Crocker competed in the United States National Championship twice, in 1923 and 1924, reaching the Round of 16 in his second appearance. He reached the second round in his only appearance at the Wimbledon Championships, defeating Briton Jack Harrison in straight sets before falling to another British player, John Olliff, 2–6, 3–6, 3–6.
Crocker was ranked No. 2 singles player in Canada from 1926 to 1929. He captured the Canadian Indoor Championship for singles, moreover, in 1923, and was doubles champion three times, partnering Wright, in 1922, 1925, and 1926. He was also Ontario and Quebec provincial champion, in both singles and doubles, in both 1923 and 1925.
In Davis Cup, Crocker won 5 of 16 matches he played in singles and 3 of 8 in doubles, in ties played from 1923 to 1930. Canada's best result during Crocker's time with the team was defeating Cuba to reach the America Zone final, in 1927, where they lost to Japan 2–3.

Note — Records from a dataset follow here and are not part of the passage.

PR #611, opened 2021-10-19
Fix typo in unit tests

epijim:
See commit message - this appears to the root cause of the validation tables looking bad: https://github.com/insightsengineering/thevalidatoR/issues/32


thomas-neitmann:
Could you merge `devel` into this branch and elete the existing workflow file for the validation report? That has another name so it is not overwritten by your file.

PR #630, opened 2021-10-29
437 update derive var trtsdtm bug

PoojaKumari05:
Hi @teckla-gsk, as discussed I couldn't proceed much but I tried to implement some of the updates required that we discussed yesterday. You can take from here. Thanks for your help.


teckla-gsk:
@bundfussr @kabis-ops I am having a few technical issues with admiral so I have not created the test files but as I explore those technical issues, I would appreciate some feedback on the two files derive_vars_trt_end and derive_vars_trt_start.
Thanks

R/derive_vars_trt_start.R
```diff
@@ -0,0 +1,158 @@
...
+#' @param ord_filter
+#'  The mode by which the filter_extreme is chosen.
+#'  If "first", the first observation of each by group is included in the output dataset.
+#'  If "last", the last observation of each by group is included in the output dataset.
+#'
+#'  Permitted Values: "first", "last"
+#'
+#' @details For each group (with respect to the variables specified for the
+#'   `by_vars` parameter) the first observation (with respect to the order
+#'   specified for the `order` parameter) is included in the output dataset.
```
kabis-ops, line 85: I would suggest something like : For each group (with respect to the variables specified for the `by_vars` parameter), the first or last (with respect to the order specified for the `order` parameter)  `dtc`  is selected and used as input for 'new_var'. We should also mention about the imputation variables.

R/derive_vars_trt_start.R
```diff
@@ -0,0 +1,158 @@
...
+                                 time_imputation,
+                                 min_dates = NULL,
+                                 max_dates = NULL,
+                                 ord_vars,
+                                 ord_filter) {
+    new_var <- assert_symbol(enquo(new_var))
+    dtc <- assert_symbol(enquo(dtc))
+    ord <- assert_symbol(enquo(ord))
+    assert_data_frame(dataset,subject_keys)
+    assert_data_frame(dataset_ex, required_vars = quo_c(subject_keys, ord_vars))
```
kabis-ops, line 129: `subject_keys` is already checked before. The `dtc`  should also be present.

R/derive_vars_trt_start.R
```diff
@@ -0,0 +1,158 @@
...
+    filter_ex <- assert_filter_cond(enquo(filter_ex), optional = TRUE)
+
+    add <- dataset_ex %>%
+      mutate(imputed_dtc = convert_dtc_to_dtm(!!dtc,
+                                              date_imputation = date_imputation,
+                                              time_imputation = time_imputation,
+                                              min_dates = min_dates,
+                                              max_dates = max_dates)
+      )
+    if (!quo_is_null(filter_pre_timepoint)){
```
kabis-ops, line 141: `filter_pre_timepoint` is not a parameter of the function

R/derive_vars_trt_start.R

Crocker attended McGill University, studying medicine and later English, and captained the tennis team in 1920 when he captured both the singles and doubles Canadian intercollegiate championships. He was team president when again won the singles crown in 1923.
Crocker was inducted posthumously into the Canadian Amateur Sports Hall of Fame in addition to the Canadian Tennis Hall of Fame in 1991. He was inducted into the McGill Redmen Hall of Fame in 1999.